As the advanced Particle Spectrometer goes live, leveraging AI-driven insights into scattering patterns will be crucial. The new facility will produce X-ray beams that are a staggering 500 times brighter than those of the existing Advanced Photon Source (APS). “When we receive information from the upgraded Advanced Planning System, we’ll need to utilize artificial intelligence capabilities to process it effectively,” Horwath stated.

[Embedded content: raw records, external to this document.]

PR #359, opened 2017-02-01
Listen for update message events.

Sam1301:
It'd be nice to see the updated messages in real-time as the user scrolls through the message list.
Added `UpdateMessageWrapper.java` for it.

### DIFF
--- a/app/src/main/java/com/zulip/android/models/Message.java
+++ b/app/src/main/java/com/zulip/android/models/Message.java
@@ -689,10 +689,13 @@ public class Message {
         editDate = history.date;
     }
 
-    public boolean isHasBeenEdited() {
+    public Boolean isHasBeenEdited() {
         return hasBeenEdited;
     }
 
+    public void setHasBeenEdited(boolean isEdited) {
+        this.hasBeenEdited = isEdited;
+    }
 
     //endregion
 
--- a/app/src/main/java/com/zulip/android/networking/AsyncGetEvents.java
+++ b/app/src/main/java/com/zulip/android/networking/AsyncGetEvents.java
@@ -461,8 +461,9 @@ public class AsyncGetEvents extends Thread {
     }
 
     /**
-     * TODO: add description
-     * @param messageEditLimitEvents
+     * Get updated edit time limit from event of type {@link EventsBranch.BranchType#EDIT_MESSAGE_TIME_LIMIT}
+     *
+     * @param messageEditLimitEvents list of events {@link EventsBranch}
      */
     private void processMessageEditParam(List<EventsBranch> messageEditLimitEvents) {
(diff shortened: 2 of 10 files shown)


smarx:

app/src/main/java/com/zulip/android/networking/AsyncGetEvents.java
```diff
@@ -459,4 +474,36 @@ private void processMessageEditParam(List<EventsBranch> messageEditLimitEvents)
...
+                    ZLog.logException(e);
+                }
+            }
+        }
+
+        mActivity.runOnUiThread(new Runnable() {
+            @Override
+            public void run() {
+                // notify adapter dataset changed
+                mActivity.getCurrentMessageList().getAdapter().notifyDataSetChanged();
```
kunall17: This notifyDataSetChanged() can be changed as we have the message ID therefore we can find the index of the message in the list and then notifyItemChanged(int);

Sam1301:
Update: added user facing "EDITED" tags in messagetile

app/src/main/java/com/zulip/android/networking/AsyncGetEvents.java
Sam1301: Done :)

app/src/main/java/com/zulip/android/models/Message.java
```diff
@@ -689,10 +689,13 @@ public void updateFromHistory(@NonNull MessageHistory history) {
         editDate = history.date;
     }
 
-    public boolean isHasBeenEdited() {
```
kunall17: Why this has been changed to `Boolean`?

kunall17:
Also it would be nice to display (DELETED) if the message is deleted?

app/src/main/java/com/zulip/android/models/Message.java
Sam1301: I changed it since [hasBeenEdited is of type Boolean](https://github.com/zulip/zulip-android/blob/master/app/src/main/java/com/zulip/android/models/Message.java#L120) so on calling this method when hasBeenEdited is null, we would get a null pointer exception `Attempt to invoke virtual method 'boolean java.lang.Boolean.booleanValue()' on a null object reference`

kunall17:
After a conversation with @Sam1301 

> Also it would be nice to display (DELETED) if the message is deleted?

This wouldn't look good as already there will be a (Deleted) in the content of the message! 
Rest the PR is awesome! :) 👍 
@timabbott LGTM!

app/src/main/java/com/zulip/android/models/Message.java
kunall17: Ok makes sense! 👍

timabbott:
Awesome.  Merged, thanks @Sam1301!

Researchers from the Idea Group at the Center for Nanoscale Materials (CNM) joined forces with experts from Argonne’s X-ray Science division to conduct advanced molecular simulations, mirroring experimental findings in polymer dynamics observed through X-ray Photon Correlation Spectroscopy (XPCS). The goal was to generate synthetic data to inform AI workflows and train the AI-NERD system.
The examination was supported through a laboratory-directed research and development grant from Argonne.
The authors of the examine are: James (Jay) Horwath, Xiao-Min Lin, Hongrui He, Qingteng Zhang, Eric Dufresne, Miaoqi Chu, Subramanian Sankaranaryanan, Wei Chen, Suresh Narayanan, and Mathew Cherukara from Argonne. Chen and He hold joint faculty appointments at the University of Chicago, while Sankaranarayanan has a joint affiliation with the University of Illinois at Chicago.